いぬやま・かみこ●1981年、大阪府生まれ。コラムニスト。アンアンにてイラストエッセイ「San Pakuちゃん」を連載中。NHKラジオ第1『ごごラジ!』では月曜パーソナリティを務めるなど、幅広いジャンルで活躍。

撮影・中島慶子

今年1月に出産したばかりの犬山紙子さん。ずばり、妊娠、出産、育児をテーマにしたこの本だが、企画が持ち上がった時点ではまだ、妊娠はしておらず、子どもが欲しいのか、欲しくないのかさえもよくわかっていなかったのだそう。

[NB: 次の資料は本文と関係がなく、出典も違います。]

PR #2403, opened 2016-02-09
MULE-9367 : Removed apostrophes from filePattern

ullgren:
Fixed default log filename to not include apostrophes.


gsfernandes:
Closing PR as it was already implemented in #2432. Thank you!

PR #2408, opened 2016-02-12
MULE-9378: Expand FlowRunner to support different FlowConstruct types

elrodro83:


tests/functional/src/main/java/org/mule/functional/junit4/FlowConstructRunner.java
```diff
@@ -0,0 +1,194 @@
...
+     * @return this {@link FlowRunner}
+     */
+    public R spyObjects()
+    {
+        eventBuilder.spyObjects();
+    
+        return (R) this;
+    }
+
+    public FlowConstructRunner(MuleContext muleContext)
```
pablokraan: Add javadoc

tests/functional/src/main/java/org/mule/functional/junit4/FlowConstructRunner.java
```diff
@@ -0,0 +1,194 @@
...
+    {
+        this.muleContext = muleContext;
+    }
+
+    /**
+     * Builds a new event based on this runner's config. If one has already been built, it will return that one.
```
pablokraan: I don't know what are the usages for this method, but seems a bit counterintuitive that it only creates an event the first time that is invoked.

tests/functional/src/main/java/org/mule/functional/junit4/FlowRunner.java
```diff
@@ -76,121 +69,24 @@ public Object transform(Object input)
...
+     * Configures the flow to run inside a transaction.
      * 
-     * @param key the key of the flow variable to put
-     * @param value the value of the flow variable to put
+     * @param action See {@link TransactionConfig} constants
+     * @param factory See {@link MuleTransactionConfig#setFactory(TransactionFactory)}.
      * @return this {@link FlowRunner}
      */
-    public FlowRunner withFlowVariable(String key, Object value)
+    public FlowRunner transactionally(byte action, TransactionFactory factory)
```
pablokraan: Can the byte parameter be replaced with something more meaningful?

PR #2436, opened 2016-02-29
MULE-9330: Misconfigured file:list throws unfriendly error

marianogonzalez:


extensions/file/src/main/java/org/mule/extension/file/internal/command/LocalFileCommand.java
```diff
@@ -43,7 +43,13 @@
     @Override
     protected Path resolvePath(String filePath)
     {
-        return Paths.get(config.getBaseDir()).resolve(filePath).toAbsolutePath();
+        Path path = Paths.get(config.getBaseDir());
```
elrodro83: Can this be extracted to FileCommand?

PR #2437, opened 2016-02-29
MULE-9377: Map elements are not properly generated in the XSD

estebanwasinger:


modules/extensions-spring-support/src/main/java/org/mule/module/extension/internal/capability/xml/schema/builder/SchemaBuilder.java
```diff
@@ -612,14 +612,17 @@ private LocalComplexType generateMapComplexType(String name, final String descri
             public void onPojo()
             {
                 entryComplexType.getAttributeOrAttributeGroup().add(createAttribute(ATTRIBUTE_NAME_VALUE, valueType, false, SUPPORTED));
```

「でも、この本の担当編集者に、今気になることって何? と尋ねられたとき、すっと “子どものこと!” って口から出てきたんです。それで、まずはいろんな人の話を聞いてみよう、と思いまして」

友人に聞いたり、アンケートをとったり、ツイッターで意見を求めたり……そこで感じたことを率直すぎるほど率直に綴ったのが本書。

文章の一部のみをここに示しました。